(Dataset records)
◆ ◆ ◆ ◆
PR #145, opened 2019-11-05
Radio buttons group

roblevintennis:
**Description:**
- [Asana Task](https://app.asana.com/0/1136962714401929/1143351621986088/f)
- 

Form engine demo page:

image

Radio button page:

image


src/components/RadioButtons/RadioButtons.js
```diff
@@ -1,63 +1,17 @@
...
+import uuidv4 from 'uuid/v4'
+import useErrorMessage from '../../hooks/useErrorMessage.js'
 import useIncludes from '../../hooks/useIncludes.js'
 import useInvalid from '../../hooks/useInvalid.js'
 
 import { Body } from '../Type/Body.js'
 import { COLORS } from '../Colors.js'
 import styles from './RadioButtons.module.scss'
 
-// Note: RadioButtonGroup does not currently work (may have broken circa v0.9).
```
roblevintennis: I'm opting to completely remove the docs since they're from a previous version and I'd rather we rebuild these up thoughtfully as out of date docs will do more harm then good imo

src/components/RadioButtons/RadioButtons.js
```diff
@@ -98,47 +52,72 @@ RadioButton.propTypes = {
...
-  // also disable an individual option/radio button via `option.disabled`.
-  // Not supported yet: autoComplete, tabIndex (not obviously necessary)
+  let initialSelected
+  if (currentValue || typeof currentValue === 'boolean') {
+    initialSelected = currentValue
+  } else if (initialValue || typeof initialValue === 'boolean') {
+    initialSelected = initialValue
+  }
+
+  const [selectedValue, setSelectedValue] = useState(initialSelected)
```
roblevintennis: There's some known duplication between this and ButtonSelectGroup. I don't want to overdo it on this PR, so I've created a follow up task for DRY'ing that up:

https://app.asana.com/0/1137984670709817/1148024641301841/f

roblevintennis:
Here's debloat pointing to this branch (from `update-frontend-backend-poc` ethos monorepo branch):

image

roblevintennis:
@alexthecarp @ekeric13 cc / this is the branch I've pointed us to for the _Intent_ question

src/components/RadioButtons/RadioButtons.js
kenning: hard to disagree with

src/components/RadioButtons/RadioButtons.js
kenning: 🙌

src/components/RadioButtons/RadioButtons.js
```diff
@@ -69,10 +33,11 @@ function RadioButton({
           name={name}
           value={value}
           checked={checked}
+          onClick={onClick}
+          onChange={onChange}
           required={required}
           disabled={disabled}
           data-tid={rest['data-tid']}
-          {...rest} // for redux-form input.onChange, etc.
```
kenning: 🙌

src/components/RadioButtons/RadioButtons.js
```diff
@@ -98,64 +64,96 @@ RadioButton.propTypes = {
...
- * @param {String}     value     The currently selected option.value
- * @param {Boolean}    disabled  Whether this radio group is disabled
- * @param {Boolean}    required  Whether this radio group is required
- * @param {...Object}  rest      Mostly redux-form Field input/meta props
- */
 export function RadioButtonGroup({
-  name,
   options,
-  value,
+  onChange,
```
kenning: Other inputs do not have a public onchange handler, i don't think this one should have one. It gets called below in useEffect, and is also supplied in the form.md example.

kenning:
Made a couple small changes that would be more work to request than to just do. I made it so the field has our standard input label, and also slightly changed the error spacing. you can see both changes in this before/after.

It used to look like this https://i.gyazo.com/a50266e8c77040a91123c931cca022cc.mp4
Now it looks like this https://i.gyazo.com/9b8a2a0ae033aec5e854c167cbaaeb49.mp4

src/components/RadioButtons/RadioButtons.js
```diff
@@ -98,64 +64,96 @@ RadioButton.propTypes = {
...
+  useEffect(() => {
+    const isSelectedValue = typeof selectedValue !== 'undefined'
+    if (onChange && isSelectedValue) {
+      onChange({ value: selectedValue, isAnswered })
+    }
+    if (formChangeHandler && isSelectedValue) {
+      // Ensure all validators get called
+      let errorMessage = validate(selectedValue)
+      errorMessage = errorMessage.length ? errorMessage : ''
+      setError(errorMessage)
```
kenning: Errors are only handled and display if this is inside of a form and has the `formChangeHandler` supplied. So if you supply a validator to a standalone radiobuttongroup it can't show an error.

src/components/RadioButtons/RadioButtons.js
roblevintennis: We have an `onSelect` for button select groups, and I believe to make these controlled inputs we need an `onChange`. Why wouldn’t we want to expose?

kenning: well... we don't have onchange or onselect for the other inputs right? 

i don't have an opinion whether inputs should or should not have public onchange handlers, but i think the inputs should be consistent and their props should be named consistently, hence why they would all go in the same folder, and why they should share the same state-handling logic for initialvalue, currentvalue, validationSuccess callback, the gamut of form-provided props, etc. that's way out of scope for this pr so i guess you could just change this to onSelect to assuage me. still seems weird though, and pretty clearly a result of ButtonSelectGroup having the word 'select' in its name.

src/components/RadioButtons/RadioButtons.js
roblevintennis: Fixed:

image

roblevintennis: >It's totally un-tabbable. Tabbing just skips over the field completely. 
Navigation is fixed and per the spec https://www.w3.org/TR/wai-aria-practices/examples/radio/radio-1/radio-1.html and if you tab in and then use arrow keys, space/enter to select etc.

roblevintennis:
References

https://www.w3.org/TR/wai-aria-practices/examples/radio/radio-1/radio-1.html
https://github.com/palmerhq/radio-group/blob/master/src/index.tsx#L92
https://www.w3.org/WAI/tutorials/forms/grouping/#radio-buttons

src/components/Inputs/RadioButtons/RadioButtons.js
```diff
@@ -0,0 +1,293 @@
...
+  ...rest
+}) {
+  let initialSelected
+  if (currentValue || typeof currentValue === 'boolean') {
+    initialSelected = currentValue
+  } else if (initialValue || typeof initialValue === 'boolean') {
+    initialSelected = initialValue
+  }
+
+  const [selectedValue, setSelectedValue] = useState(initialSelected)
```
alexthecarp: I'm assuming initialSelected is ok to be `undefined` here ? The code flow seems to suggest it's possible to not hit any of the `if`s and it's not initialized to anything ?

src/components/Inputs/RadioButtons/RadioButtons.js
```diff
@@ -0,0 +1,293 @@
...
+  const [isAnswered, setIsAnswered] = useState(false)
+  const resolvedValidator = validator ? validator : () => ''
+  const [getError, setError, , validate] = useErrorMessage(resolvedValidator)
+
+  const validationRadio = () => {
+    let errorMessage = validate(selectedValue)
+    errorMessage = errorMessage.length ? errorMessage : ''
+    setError(errorMessage)
+    if (formChangeHandler) {
+      // Update form with the new value and a falsy error message
```
alexthecarp: why falsy? can't errorMessage be set? what am I missing ?

src/components/Inputs/RadioButtons/RadioButtons.js
```diff
@@ -0,0 +1,293 @@
...
+  // This key handling essentially allows us to comply with the spec. See their example:
+  // https://www.w3.org/TR/wai-aria-practices/examples/radio/radio-1/js/radioGroup.js
+  // And Jared Palmer's React version which he obviously referenced w3's example:
+  // https://github.com/palmerhq/radio-group/blob/master/src/index.tsx#L92
+  const handleKeyDown = React.useCallback(
+    (event) => {
+      const last = allRadioValues.length - 1
+      const index = allRadioValues.findIndex((i) => i == selectedValue)
+      event.persist()
+      var flag = false
```
alexthecarp: nit: could we add a more descriptive name for flag? like 'stateChanged' or something .. not sure this makes sense, that's how I'm reading it.

src/components/Inputs/RadioButtons/RadioButtons.js
```diff
@@ -0,0 +1,293 @@
...
+      function setPrevious() {
+        if (index === 0) {
```
alexthecarp: out of curiosity, as a JS noob, if we closed over `flag` and added `flag=true` here and in `setNext`, would this actually work?

src/components/Inputs/RadioButtons/RadioButtons.js
roblevintennis: Right, if none of the conditions hit it will be as if `useState()` or explicitly `useState(undefined)`

src/components/Inputs/RadioButtons/RadioButtons.js
roblevintennis: That's just a poor leftover comment. I'll remove it

src/components/Inputs/RadioButtons/RadioButtons.js
roblevintennis: Yeah, `keyActedOn`

src/components/Inputs/RadioButtons/RadioButtons.js
roblevintennis: Funny, this whole section was very much inspired by the referenced works, and your questions helped me to track down some things that needed change.

The `var` will always get "hoisted" to top of it's scope e.g. function in this case. This is fine here, but I've switched it to `let`. Now, if we were in a "block", `let` will work like you intuit from other languages (it'll be limited to the scope of that block, whereas `var` will just get hoisted and potentially confuse the hell out of all of us :) 

But yeah, I think since it's defined in outer most part of the function it sort of doesn't matter between `var` and `let`, as you mentioned, it'd be closed over and visible from any inner functions. That said, happy we were able to remove the `var` :)

alexthecarp: Lol, thanks for the thorough explanation! Appreciate it! I'm still somewhat confused, I don't want to limit the scope to the block, I want the same scope it currently has, but I wanted to be able to access it from the closure. In any case, not a big deal.

src/components/RadioButtons/RadioButtons.js
zach-ethos: I think we can even take out the `{...rest}`, unless we want it for some reason. I think it was only for redux-form.

src/components/Inputs/RadioButtons/RadioButtons.js
zach-ethos: @alexthecarp If you mean outside the arrow function, I think that would work too.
◆ ◆ ◆ ◆
(Problem to work on) Filter the entries above down to the lines containing the word "hooks".

(Solution for this task)
+import useErrorMessage from '../../hooks/useErrorMessage.js'
 import useIncludes from '../../hooks/useIncludes.js'
 import useInvalid from '../../hooks/useInvalid.js'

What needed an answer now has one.